## Problem statement
Locate every line in the records below that contains the word "default", and copy each one.
::::::
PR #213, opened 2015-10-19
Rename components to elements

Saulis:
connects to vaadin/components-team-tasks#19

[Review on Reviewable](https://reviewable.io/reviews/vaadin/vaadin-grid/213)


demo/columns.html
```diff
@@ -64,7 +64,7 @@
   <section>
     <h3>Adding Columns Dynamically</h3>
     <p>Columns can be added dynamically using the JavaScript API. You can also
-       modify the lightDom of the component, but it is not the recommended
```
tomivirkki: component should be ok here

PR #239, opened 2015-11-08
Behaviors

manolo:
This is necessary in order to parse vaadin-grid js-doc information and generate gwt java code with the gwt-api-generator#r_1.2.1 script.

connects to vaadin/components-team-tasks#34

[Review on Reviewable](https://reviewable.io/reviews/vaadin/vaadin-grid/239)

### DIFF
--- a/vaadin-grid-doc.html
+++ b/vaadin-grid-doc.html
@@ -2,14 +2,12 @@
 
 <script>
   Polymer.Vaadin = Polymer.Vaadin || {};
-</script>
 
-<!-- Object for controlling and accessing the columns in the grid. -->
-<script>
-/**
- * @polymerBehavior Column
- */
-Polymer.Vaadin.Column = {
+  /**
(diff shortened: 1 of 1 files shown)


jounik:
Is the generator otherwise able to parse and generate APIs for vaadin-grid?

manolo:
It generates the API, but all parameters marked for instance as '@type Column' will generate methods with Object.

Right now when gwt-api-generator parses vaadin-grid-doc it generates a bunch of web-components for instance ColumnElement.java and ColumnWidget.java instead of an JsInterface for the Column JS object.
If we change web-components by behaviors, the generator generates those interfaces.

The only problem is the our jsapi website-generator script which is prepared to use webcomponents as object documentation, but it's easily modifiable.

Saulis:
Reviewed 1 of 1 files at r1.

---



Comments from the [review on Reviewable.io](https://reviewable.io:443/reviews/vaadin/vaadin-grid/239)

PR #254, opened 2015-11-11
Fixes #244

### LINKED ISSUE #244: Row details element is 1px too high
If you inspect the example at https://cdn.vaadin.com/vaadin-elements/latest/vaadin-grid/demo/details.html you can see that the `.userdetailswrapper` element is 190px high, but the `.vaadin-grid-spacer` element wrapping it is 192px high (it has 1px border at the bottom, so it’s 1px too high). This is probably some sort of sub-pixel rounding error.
::::::
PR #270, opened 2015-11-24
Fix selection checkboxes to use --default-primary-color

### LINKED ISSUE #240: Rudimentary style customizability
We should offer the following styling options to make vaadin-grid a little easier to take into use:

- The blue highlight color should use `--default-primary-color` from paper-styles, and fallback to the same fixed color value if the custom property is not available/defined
::::::
## Answer to the problem
Fix selection checkboxes to use --default-primary-color
- The blue highlight color should use `--default-primary-color` from paper-styles, and fallback to the same fixed color value if the custom property is not available/defined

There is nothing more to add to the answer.